Data items:
PR #4067, opened 2015-08-10
Fixed WP8 Texture2D.SaveAsJpeg with different resolution

Nezz:
We have been using the wrong height and width for almost two years now. If your target size did not match the original size, the method would fail.


tomspilman:
Makes sense.  I'll merge this... however this is really the sort of thing we should have unit tests for.

PR #4068, opened 2015-08-11
Windows 10 BaseStream avoidance

Nezz:
We should no longer call BinaryReader/Writer.BaseStream as it has a huge overhead on UWP


Nezz:
@tomspilman Can you please trigger the build bot for this one?

PR #4075, opened 2015-08-13
Fix for VideoPlayer.WMS volume controller initialisation

mrhelmut:
This is a follow up to #4044

It does an async initialisation of the AudioStreamVolume and cleans up unused methods.


tomspilman:
Thanks @mrhelmut !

» What is required
Set down, unchanged, only those lines above that fall between the line with "We should no" and the line with "This is a follow up to #4044", the two end lines included.

» Result of this task
We should no longer call BinaryReader/Writer.BaseStream as it has a huge overhead on UWP


Nezz:
@tomspilman Can you please trigger the build bot for this one?

PR #4075, opened 2015-08-13
Fix for VideoPlayer.WMS volume controller initialisation

mrhelmut:
This is a follow up to #4044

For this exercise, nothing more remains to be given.